Role of Molecular Dipoles in Charge Transport across Large Area Molecular Junctions Delineated Using Isomorphic Self-Assembled Monolayers

Delineating the role of dipoles in large area junctions that
are based on self-assembled monolayers (SAMs) is challenging due to
molecular tilt, surface defects, and interchain coupling among other
features. To mitigate SAM-based effects in study of dipoles, we
investigated tunneling rates across carboranesisostructural molecules
that orient along the surface normal on Au (but bear different dipole
moments) without changing the thickness, packing density, or
morphology of the SAM. Using the Au-SAM//Ga2O3-EGaIn junction
(where “//” = physisorption, “−” = chemisorption, and EGaIn is eutectic
gallium−indium), we observe that molecules with dipole moments
oriented along the surface normal (with dipole moment, p = 4.1D for
both M9 and 1O2) gave lower currents than when the dipole is orthogonal
(p = 1.1 D, M1) at ±0.5 V applied bias.
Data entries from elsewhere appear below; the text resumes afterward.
PR #10420, opened 2026-06-09
fix: Also reduce read_ahead for dm-* devices

alin-at-dfinity:
Looks like it was actually dm-2 (store-crypt) and/or dm-4 (store-shared--data, more likely) suffering from read amplification, not vda. They're probably all the same (virtual?) device underneath, which is why reads appear to be spiking on all 3 at once. But it's likely the shared data partition that is actually being pounded.

Reduce the read-ahead for all these devices similar to what was done for vda, just to be safe.

### DIFF
--- a/ic-os/components/guestos/misc/sysfs.d/read_ahead.conf
+++ b/ic-os/components/guestos/misc/sysfs.d/read_ahead.conf
@@ -1,10 +1,5 @@
 # Block device read_ahead configuration
 #
 
-block/dm-1/queue/read_ahead_kb = 128
-block/dm-2/queue/read_ahead_kb = 128
-block/dm-3/queue/read_ahead_kb = 128
-block/dm-4/queue/read_ahead_kb = 128
-block/dm-5/queue/read_ahead_kb = 128
-block/dm-6/queue/read_ahead_kb = 128
+block/dm-*/queue/read_ahead_kb = 128
 block/vda/queue/read_ahead_kb = 128
--- a/ic-os/components/guestos/misc/sysfs.d/read_ahead.conf
+++ b/ic-os/components/guestos/misc/sysfs.d/read_ahead.conf
@@ -1,4 +1,10 @@
 # Block device read_ahead configuration
 #
 
+block/dm-1/queue/read_ahead_kb = 128
+block/dm-2/queue/read_ahead_kb = 128
+block/dm-3/queue/read_ahead_kb = 128
+block/dm-4/queue/read_ahead_kb = 128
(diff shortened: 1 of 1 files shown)


ic-os/components/guestos/misc/sysfs.d/read_ahead.conf
```diff
@@ -1,4 +1,10 @@
 # Block device read_ahead configuration
 #
 
+block/dm-1/queue/read_ahead_kb = 128
```
Bownairo: We should be able to glob to catch all of these, but I don’t mind being explicit and listing them out. It’s likely if these crypt devices have the issue, it’s the same for var, too, but as you said, data is probably the one causing most of the issues for us.

Bownairo (approved):

ic-os/components/guestos/misc/sysfs.d/read_ahead.conf
alin-at-dfinity: As commented elsewhere, this was pure copy-pasta on my part. I had no clue what was possible.

Do you mean I could just write something like
```suggestion
block/dm-*/queue/read_ahead_kb = 128
```
?

Bownairo: Exactly (https://manpages.ubuntu.com/manpages/questing/man5/sysfs.conf.5.html).

But I’m not sure, maybe we just lower it for data? What I can’t understand is, why would they make this change unless they expected it to be safe for most users? If it’s on us because of our large random reads, maybe it _should_ only be data?

I think either is safe regardless, and we can revisit with less urgency.

alin-at-dfinity: Technically we should only lower it for `store-shared--data` (`dm-4`), but I messed it up once before, so I'd rather be safe than sorry. Drives other than `data` don't see a lot of reads anyway, so it won't make any difference for them.

> What I can’t understand is, why would they make this change unless they expected it to be safe for most users?

I suppose it is an improvement for most use cases. But our use case goes entirely against it, by reading exactly every 10th MB (0, 10, 20, ...); then switching to the next 10th (1, 11, 21, ...). And because on this particular subnet (only) the state is significantly larger than the RAM, by the end of every iteration we will have read 80% of the state and already invalidated what we read at the beginning of the iteration; so we have to start reading everything back again.

We also discussed hashing contiguous 1 MB chunks instead of every 10th. In that case, read-ahead would work in our favor. But it's not a trivial change. And no one got started on it yet, anyway.

Switched to a wildcard.

PR #10426, opened 2026-06-10
feat: [DSM-142] Improve `process_batch()` phase duration coverage

alin-at-dfinity:
Following the introduction of structured `CanisterStates` (hot vs cold canisters), almost half of the remaining DSM overhead is not covered by `mr_process_batch_phase_duration_seconds`, so it can only be bundled under "other" (the difference to `mr_process_batch_duration_seconds`).

Explicitly track `read_registry()` duration (including blockmaker metrics updates, likely insignificant); and schedule/queues garbage collection plus (heavy) `canister_state_bytes` computation.

### DIFF
--- a/rs/messaging/src/state_machine.rs
+++ b/rs/messaging/src/state_machine.rs
@@ -15,7 +15,6 @@ use ic_registry_subnet_features::SubnetFeatures;
 use ic_replicated_state::{NetworkTopology, ReplicatedState};
 use ic_types::batch::{Batch, BatchContent};
 use ic_types::{ExecutionRound, NumBytes, SubnetId};
-use std::time::Instant;
 
 #[cfg(test)]
 mod tests;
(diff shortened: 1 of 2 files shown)


rs/messaging/src/state_machine.rs
```diff
@@ -69,15 +68,6 @@ impl StateMachineImpl {
...
     }
 
-    /// Adds an observation to the `METRIC_PROCESS_BATCH_PHASE_DURATION`
-    /// histogram for the given phase.
-    fn observe_phase_duration(&self, phase: &str, since: &Instant) {
-        self.metrics
-            .process_batch_phase_duration
-            .with_label_values(&[phase])
-            .observe(since.elapsed().as_secs_f64());
-    }
```
eichhorl, line 79: Does this mean `process_batch_phase_duration` can be private now?

eichhorl (approved):

rs/messaging/src/state_machine.rs
alin-at-dfinity: It does. I also made most of the other metrics private too.

PR #10452, opened 2026-06-12
feat: delegations can require calls to carry a signed sender_info

aterga:
# Delegations can require calls to carry a signed `sender_info`

This is **step 1 of combining the two read-only-delegation experiments** (#10447: `sender_info` attribute checking, #10449: delegation-level permissions): request delegations gain **one bit** — an optional `sender_info_required` field, covered by the delegation signature — that forces update calls authenticated through the chain to carry a (signed and verified) `sender_info`.

## Why

The `sender_info` attribute mechanism of #10447 enforces `implicit:permissions = "queries"` *when the attributes are present* — but the party we want to constrain (the dapp holding the session key) decides whether to attach them, so it can lift the restriction by omitting the blob. This bit closes that hole while keeping all permission *semantics* in the certified attributes:

* The **delegation** (which the dapp cannot alter — the field is part of the representation-independent hash, so stripping it invalidates the signature) says: *"every update call must present the certified session attributes."*
* The **attributes** (`sender_info`, signed by the same issuer under `ic-sender-info`) say what the session may do, e.g. `implicit:permissions = "queries"` → update calls rejected per #10447.

Together: an issuer like Internet Identity signs a read-only delegation chain whose update calls must carry attributes that in turn forbid update calls — protocol-enforced, regardless of client cooperation. #10447 is being rebased on top of this PR so the stack forms the complete combined design.

## Semantics

* Field absent or `false` → today's behavior, byte-for-byte identical hashes for existing delegations; nothing in the ecosystem changes.
* `sender_info_required = true` anywhere in the chain → update calls (`/call` path) without a `sender_info` are rejected with the new `RequestValidationError::SenderInfoRequiredByDelegation`; calls *with* one proceed through the existing signature verification of the blob. Requirements only accumulate along the chain (like `targets`).
* Query and read_state requests are unaffected: read_state envelopes cannot carry a `sender_info` at all, and queries are not restricted by the permissions attribute anyway.
* The presence check runs after envelope/delegation signature validation but **before** the (expensive) canister-signature verification of the `sender_info` itself.
* Backward compatibility mirrors #10449's analysis: old replicas recompute the delegation hash without the unknown field, so restricted delegations **fail closed** on un-upgraded replicas (unusable rather than unrestricted); rollout is replicas first, issuers after.

## Changes

* `ic-types`: `Delegation.sender_info_required` (optional bool; hashed as nat 0/1 under the key `sender_info_required`), constructor, accessor; CBOR encoding tests.
* `ic-validator`: `DelegationRestrictions` threaded through delegation-chain validation; presence enforcement on the call path; new error variant mirrored in `ic-validator-ingress-message`.
* `ic-validator-http-request-test-utils`: `delegate_to_with_sender_info_required` chain-builder support.
* Tests: signed-bytes golden test; e2e tests covering update-without-sender_info rejected / update-with-valid-sender_info accepted (chain rooted at the same canister signer that signed the attributes, mirroring the II setup) / query unaffected / `false` unrestricted / requirement in the middle of a chain.

## Follow-ups

* #10447 rebased on top of this branch (attribute semantics + this bit = the combined POC).
* Interface-spec update (delegation map field + formal conditions) for dfinity/portal, and II-side issuance of the bit from the same "Read-only mode" checkbox.

`cargo test -p ic-types -p ic-validator -p ic-validator-ingress-message` passes and clippy is clean. Bazel was not available in the development container, so CI should confirm the Bazel build.

---
_Generated by [Claude Code](https://claude.ai/code/session_01BQNgPJKgxWohrJ6owwJBzz)_

### DIFF
--- a/rs/types/types/src/messages/http.rs
+++ b/rs/types/types/src/messages/http.rs
@@ -544,6 +544,7 @@ pub struct Delegation {
     pubkey: Blob,
     expiration: Time,
     targets: Option<Vec<Blob>>,
+    sender_info_required: Option<bool>,
 }
 
 impl Delegation {
@@ -552,6 +553,7 @@ impl Delegation {
             pubkey: Blob(pubkey),
             expiration,
             targets: None,
+            sender_info_required: None,
         }
     }
 
@@ -560,6 +562,20 @@ impl Delegation {
             pubkey: Blob(pubkey),
             expiration,
             targets: Some(targets.iter().map(|c| Blob(c.get().to_vec())).collect()),
+            sender_info_required: None,
+        }
+    }
+
+    pub fn new_with_sender_info_required(
+        pubkey: Vec<u8>,
+        expiration: Time,
+        sender_info_required: bool,
+    ) -> Self {
+        Self {
+            pubkey: Blob(pubkey),
+            expiration,
+            targets: None,
+            sender_info_required: Some(sender_info_required),
         }
     }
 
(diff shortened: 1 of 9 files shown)


aterga:
Closing in favor of the more lightweight approach in #10449 (delegations carry the `queries`/`all` permissions directly), which makes the sender_info-presence bit unnecessary for the read-only-sessions POC.

---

Similarly, from transition voltage
spectroscopy, the transition voltages, VT (volt), are significantly different. (0.5, 0.43, and 0.4 V for M1, M9, and 1O2, respectively). We infer that the magnitude and direction of a dipole moments significantly affect the rate of charge transport across large area junctions with Δ log|J| ≅ 0.4 per Debye. This difference is largely due to effect of the dipole moment on the molecule-electrode coupling strength, Γ, hence effect of dipoles is likely to manifest in the contact resistance, Jo, although in conformational flexible molecules field-induced effects are expected.